» **Material provided**
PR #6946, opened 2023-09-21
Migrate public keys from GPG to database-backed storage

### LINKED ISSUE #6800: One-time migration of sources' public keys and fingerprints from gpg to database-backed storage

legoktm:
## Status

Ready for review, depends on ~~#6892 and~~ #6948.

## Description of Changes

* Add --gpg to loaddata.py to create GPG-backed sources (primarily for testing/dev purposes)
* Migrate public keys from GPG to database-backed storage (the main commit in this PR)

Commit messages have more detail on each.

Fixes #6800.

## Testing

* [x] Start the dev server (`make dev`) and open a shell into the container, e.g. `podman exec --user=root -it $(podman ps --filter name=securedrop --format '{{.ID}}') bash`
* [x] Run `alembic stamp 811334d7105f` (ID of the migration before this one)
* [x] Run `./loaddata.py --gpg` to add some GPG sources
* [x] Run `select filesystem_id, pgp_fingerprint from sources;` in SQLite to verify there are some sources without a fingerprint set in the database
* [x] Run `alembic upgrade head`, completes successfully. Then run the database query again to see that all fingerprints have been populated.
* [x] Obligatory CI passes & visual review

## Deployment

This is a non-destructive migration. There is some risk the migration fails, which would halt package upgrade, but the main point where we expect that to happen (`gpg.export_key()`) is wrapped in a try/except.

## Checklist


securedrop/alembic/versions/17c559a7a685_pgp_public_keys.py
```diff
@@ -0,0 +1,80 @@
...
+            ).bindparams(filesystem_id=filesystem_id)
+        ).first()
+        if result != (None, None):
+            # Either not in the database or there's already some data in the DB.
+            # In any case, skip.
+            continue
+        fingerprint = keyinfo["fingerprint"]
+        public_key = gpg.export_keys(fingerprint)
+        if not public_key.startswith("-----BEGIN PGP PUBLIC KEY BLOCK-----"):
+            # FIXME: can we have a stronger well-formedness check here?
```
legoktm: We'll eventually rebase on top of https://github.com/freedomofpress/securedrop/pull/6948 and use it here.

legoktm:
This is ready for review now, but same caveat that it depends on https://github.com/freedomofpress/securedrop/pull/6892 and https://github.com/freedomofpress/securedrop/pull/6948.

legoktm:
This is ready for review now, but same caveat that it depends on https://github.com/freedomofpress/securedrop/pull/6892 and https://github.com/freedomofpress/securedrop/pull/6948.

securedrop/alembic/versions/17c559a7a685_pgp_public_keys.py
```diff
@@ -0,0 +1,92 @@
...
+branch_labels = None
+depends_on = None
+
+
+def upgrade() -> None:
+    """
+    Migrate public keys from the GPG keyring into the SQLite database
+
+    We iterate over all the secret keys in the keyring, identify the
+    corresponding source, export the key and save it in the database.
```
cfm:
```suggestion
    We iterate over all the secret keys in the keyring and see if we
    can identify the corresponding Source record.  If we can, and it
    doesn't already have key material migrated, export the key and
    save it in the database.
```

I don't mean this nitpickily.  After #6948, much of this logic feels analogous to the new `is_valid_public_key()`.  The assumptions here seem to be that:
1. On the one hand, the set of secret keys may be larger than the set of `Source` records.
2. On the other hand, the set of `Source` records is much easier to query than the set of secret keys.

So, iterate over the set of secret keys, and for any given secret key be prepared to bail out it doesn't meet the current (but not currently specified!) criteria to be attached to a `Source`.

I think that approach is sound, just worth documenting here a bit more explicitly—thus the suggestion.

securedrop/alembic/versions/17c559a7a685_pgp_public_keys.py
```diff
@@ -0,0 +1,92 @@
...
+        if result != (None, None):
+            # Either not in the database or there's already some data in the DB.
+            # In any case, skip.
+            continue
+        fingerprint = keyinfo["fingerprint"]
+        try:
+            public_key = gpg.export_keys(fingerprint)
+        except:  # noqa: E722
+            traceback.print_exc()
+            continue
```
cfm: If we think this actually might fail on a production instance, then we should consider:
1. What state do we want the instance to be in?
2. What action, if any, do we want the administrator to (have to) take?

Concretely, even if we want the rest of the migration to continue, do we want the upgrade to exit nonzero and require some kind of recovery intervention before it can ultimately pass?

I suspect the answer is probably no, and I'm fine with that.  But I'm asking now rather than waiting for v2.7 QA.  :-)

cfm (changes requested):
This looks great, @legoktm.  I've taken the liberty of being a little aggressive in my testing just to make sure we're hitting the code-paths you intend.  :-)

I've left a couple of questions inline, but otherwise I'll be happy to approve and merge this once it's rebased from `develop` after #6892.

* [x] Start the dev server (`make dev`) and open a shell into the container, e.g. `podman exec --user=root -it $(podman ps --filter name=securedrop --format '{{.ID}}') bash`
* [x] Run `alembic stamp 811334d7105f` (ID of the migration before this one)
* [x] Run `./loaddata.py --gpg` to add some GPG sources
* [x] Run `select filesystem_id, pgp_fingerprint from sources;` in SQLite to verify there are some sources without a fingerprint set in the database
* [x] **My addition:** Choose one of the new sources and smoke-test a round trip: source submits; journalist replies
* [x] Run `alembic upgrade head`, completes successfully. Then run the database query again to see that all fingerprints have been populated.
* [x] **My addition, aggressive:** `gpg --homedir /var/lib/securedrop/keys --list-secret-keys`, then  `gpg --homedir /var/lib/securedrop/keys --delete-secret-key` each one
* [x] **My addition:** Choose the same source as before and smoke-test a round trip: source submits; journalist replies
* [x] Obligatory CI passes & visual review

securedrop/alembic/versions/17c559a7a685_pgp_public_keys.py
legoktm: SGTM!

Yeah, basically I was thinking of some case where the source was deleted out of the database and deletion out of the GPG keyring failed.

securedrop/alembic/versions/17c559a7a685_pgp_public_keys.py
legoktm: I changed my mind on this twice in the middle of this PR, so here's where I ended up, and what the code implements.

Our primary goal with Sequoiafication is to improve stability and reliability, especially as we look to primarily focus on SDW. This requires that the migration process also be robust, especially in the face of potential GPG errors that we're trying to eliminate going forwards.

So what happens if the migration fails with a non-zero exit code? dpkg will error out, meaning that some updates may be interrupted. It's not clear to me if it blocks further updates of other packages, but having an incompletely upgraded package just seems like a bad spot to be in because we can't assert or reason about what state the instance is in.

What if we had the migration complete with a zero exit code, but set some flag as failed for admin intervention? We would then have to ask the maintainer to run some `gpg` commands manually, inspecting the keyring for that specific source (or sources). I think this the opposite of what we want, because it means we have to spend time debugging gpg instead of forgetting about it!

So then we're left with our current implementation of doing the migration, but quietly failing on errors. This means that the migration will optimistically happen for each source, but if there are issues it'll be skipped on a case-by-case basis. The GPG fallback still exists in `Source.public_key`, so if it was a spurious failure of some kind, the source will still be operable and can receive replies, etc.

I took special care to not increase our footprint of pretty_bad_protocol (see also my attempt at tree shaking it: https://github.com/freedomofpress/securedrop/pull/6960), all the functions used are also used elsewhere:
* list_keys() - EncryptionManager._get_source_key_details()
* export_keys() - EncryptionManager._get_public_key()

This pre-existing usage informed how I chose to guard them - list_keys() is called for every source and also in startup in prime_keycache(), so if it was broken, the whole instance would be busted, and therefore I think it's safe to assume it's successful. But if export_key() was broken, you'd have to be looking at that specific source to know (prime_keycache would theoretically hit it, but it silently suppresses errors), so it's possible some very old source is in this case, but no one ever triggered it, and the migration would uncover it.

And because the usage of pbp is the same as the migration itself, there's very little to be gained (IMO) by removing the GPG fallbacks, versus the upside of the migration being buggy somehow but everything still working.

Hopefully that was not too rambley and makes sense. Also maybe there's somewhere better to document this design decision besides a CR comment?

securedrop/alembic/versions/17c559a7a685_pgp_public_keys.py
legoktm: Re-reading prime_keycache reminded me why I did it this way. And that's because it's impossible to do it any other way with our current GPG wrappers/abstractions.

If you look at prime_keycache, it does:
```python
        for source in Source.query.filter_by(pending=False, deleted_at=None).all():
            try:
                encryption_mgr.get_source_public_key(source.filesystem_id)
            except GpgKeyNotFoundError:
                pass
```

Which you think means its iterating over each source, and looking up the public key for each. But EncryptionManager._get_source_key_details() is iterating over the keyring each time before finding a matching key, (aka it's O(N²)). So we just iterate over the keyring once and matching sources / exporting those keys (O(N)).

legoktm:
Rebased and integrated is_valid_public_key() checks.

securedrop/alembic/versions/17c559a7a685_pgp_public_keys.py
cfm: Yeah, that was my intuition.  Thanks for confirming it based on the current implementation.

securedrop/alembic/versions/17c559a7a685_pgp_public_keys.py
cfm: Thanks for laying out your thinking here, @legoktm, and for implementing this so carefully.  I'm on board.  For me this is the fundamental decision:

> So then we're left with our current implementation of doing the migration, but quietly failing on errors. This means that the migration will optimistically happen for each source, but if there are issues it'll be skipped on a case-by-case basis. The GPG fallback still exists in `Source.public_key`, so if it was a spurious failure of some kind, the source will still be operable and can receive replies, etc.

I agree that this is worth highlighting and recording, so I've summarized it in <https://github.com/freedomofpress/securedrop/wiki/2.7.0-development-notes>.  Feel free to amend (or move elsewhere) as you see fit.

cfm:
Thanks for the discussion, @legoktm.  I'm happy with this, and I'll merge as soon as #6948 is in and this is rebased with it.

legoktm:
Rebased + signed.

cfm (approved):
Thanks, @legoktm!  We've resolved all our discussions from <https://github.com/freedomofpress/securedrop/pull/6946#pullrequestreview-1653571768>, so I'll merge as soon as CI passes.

==

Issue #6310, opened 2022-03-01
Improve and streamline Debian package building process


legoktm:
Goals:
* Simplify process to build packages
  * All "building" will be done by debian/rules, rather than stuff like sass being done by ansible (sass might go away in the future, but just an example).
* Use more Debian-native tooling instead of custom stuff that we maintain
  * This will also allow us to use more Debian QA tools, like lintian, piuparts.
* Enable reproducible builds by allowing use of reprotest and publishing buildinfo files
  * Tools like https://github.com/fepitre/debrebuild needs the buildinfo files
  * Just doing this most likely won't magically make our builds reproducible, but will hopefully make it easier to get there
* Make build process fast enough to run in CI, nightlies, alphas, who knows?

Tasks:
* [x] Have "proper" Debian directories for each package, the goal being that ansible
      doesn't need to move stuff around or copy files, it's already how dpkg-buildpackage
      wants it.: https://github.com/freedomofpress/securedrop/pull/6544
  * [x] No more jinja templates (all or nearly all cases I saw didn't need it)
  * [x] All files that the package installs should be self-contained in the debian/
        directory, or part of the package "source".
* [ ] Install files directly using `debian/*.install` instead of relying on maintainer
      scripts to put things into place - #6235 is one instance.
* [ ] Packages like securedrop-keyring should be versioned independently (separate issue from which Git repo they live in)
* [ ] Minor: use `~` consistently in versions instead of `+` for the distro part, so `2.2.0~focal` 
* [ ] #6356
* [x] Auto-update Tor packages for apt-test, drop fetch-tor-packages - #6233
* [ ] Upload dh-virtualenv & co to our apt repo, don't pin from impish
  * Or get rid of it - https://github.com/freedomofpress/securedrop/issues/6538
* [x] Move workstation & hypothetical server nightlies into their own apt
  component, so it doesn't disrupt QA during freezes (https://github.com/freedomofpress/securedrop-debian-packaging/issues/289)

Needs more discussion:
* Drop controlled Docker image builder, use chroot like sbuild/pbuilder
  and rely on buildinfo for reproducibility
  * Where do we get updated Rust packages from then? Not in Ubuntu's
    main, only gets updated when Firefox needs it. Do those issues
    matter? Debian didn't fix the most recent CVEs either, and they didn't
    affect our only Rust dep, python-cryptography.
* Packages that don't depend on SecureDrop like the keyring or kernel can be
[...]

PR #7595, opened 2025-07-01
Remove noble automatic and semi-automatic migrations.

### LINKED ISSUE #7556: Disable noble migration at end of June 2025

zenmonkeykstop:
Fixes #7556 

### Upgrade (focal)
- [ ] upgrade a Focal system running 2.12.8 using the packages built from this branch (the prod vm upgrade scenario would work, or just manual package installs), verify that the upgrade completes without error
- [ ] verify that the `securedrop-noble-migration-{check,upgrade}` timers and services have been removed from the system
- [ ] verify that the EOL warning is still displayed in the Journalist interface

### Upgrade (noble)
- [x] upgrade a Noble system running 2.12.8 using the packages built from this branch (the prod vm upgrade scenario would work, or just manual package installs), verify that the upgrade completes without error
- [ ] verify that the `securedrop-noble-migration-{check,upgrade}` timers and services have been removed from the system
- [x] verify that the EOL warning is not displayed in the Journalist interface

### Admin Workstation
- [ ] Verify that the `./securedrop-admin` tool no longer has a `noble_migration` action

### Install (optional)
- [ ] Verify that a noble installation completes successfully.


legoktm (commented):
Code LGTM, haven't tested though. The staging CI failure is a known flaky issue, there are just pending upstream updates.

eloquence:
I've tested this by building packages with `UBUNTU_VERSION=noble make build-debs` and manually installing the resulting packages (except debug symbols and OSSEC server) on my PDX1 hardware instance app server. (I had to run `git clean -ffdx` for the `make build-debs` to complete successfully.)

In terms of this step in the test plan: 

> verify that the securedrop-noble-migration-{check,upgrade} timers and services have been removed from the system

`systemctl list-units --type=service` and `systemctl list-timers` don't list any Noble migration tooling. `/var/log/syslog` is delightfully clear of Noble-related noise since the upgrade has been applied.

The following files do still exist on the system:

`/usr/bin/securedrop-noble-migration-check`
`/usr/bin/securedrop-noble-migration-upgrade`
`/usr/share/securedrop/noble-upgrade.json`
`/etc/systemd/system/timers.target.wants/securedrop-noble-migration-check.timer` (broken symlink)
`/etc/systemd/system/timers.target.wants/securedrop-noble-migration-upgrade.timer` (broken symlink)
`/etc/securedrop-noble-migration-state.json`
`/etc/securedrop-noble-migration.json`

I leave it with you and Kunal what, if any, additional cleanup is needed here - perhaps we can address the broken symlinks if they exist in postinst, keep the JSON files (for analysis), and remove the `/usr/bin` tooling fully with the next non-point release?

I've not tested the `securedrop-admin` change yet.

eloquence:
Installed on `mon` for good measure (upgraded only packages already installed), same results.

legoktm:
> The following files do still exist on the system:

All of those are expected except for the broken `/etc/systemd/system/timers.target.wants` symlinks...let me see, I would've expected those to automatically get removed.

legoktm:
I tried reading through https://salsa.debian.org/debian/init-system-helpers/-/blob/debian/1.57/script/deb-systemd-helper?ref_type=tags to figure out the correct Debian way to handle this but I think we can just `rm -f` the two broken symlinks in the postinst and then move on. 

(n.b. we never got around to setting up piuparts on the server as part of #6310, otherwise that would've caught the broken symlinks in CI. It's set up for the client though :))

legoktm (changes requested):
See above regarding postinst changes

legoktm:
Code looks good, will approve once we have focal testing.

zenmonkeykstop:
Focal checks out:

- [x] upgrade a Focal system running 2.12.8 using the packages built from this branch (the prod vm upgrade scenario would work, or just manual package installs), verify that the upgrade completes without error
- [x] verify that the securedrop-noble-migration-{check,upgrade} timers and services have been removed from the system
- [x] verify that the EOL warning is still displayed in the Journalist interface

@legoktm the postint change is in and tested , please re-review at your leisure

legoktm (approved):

» **Task details**
Word for word, restate the lines of the listing above starting at the line with "scripts to put" and ending at the line with "matter? Debian didn't", and nothing outside them.

» **Worked solution**
      scripts to put things into place - #6235 is one instance.
* [ ] Packages like securedrop-keyring should be versioned independently (separate issue from which Git repo they live in)
* [ ] Minor: use `~` consistently in versions instead of `+` for the distro part, so `2.2.0~focal` 
* [ ] #6356
* [x] Auto-update Tor packages for apt-test, drop fetch-tor-packages - #6233
* [ ] Upload dh-virtualenv & co to our apt repo, don't pin from impish
  * Or get rid of it - https://github.com/freedomofpress/securedrop/issues/6538
* [x] Move workstation & hypothetical server nightlies into their own apt
  component, so it doesn't disrupt QA during freezes (https://github.com/freedomofpress/securedrop-debian-packaging/issues/289)

Needs more discussion:
* Drop controlled Docker image builder, use chroot like sbuild/pbuilder
  and rely on buildinfo for reproducibility
  * Where do we get updated Rust packages from then? Not in Ubuntu's
    main, only gets updated when Firefox needs it. Do those issues
    matter? Debian didn't fix the most recent CVEs either, and they didn't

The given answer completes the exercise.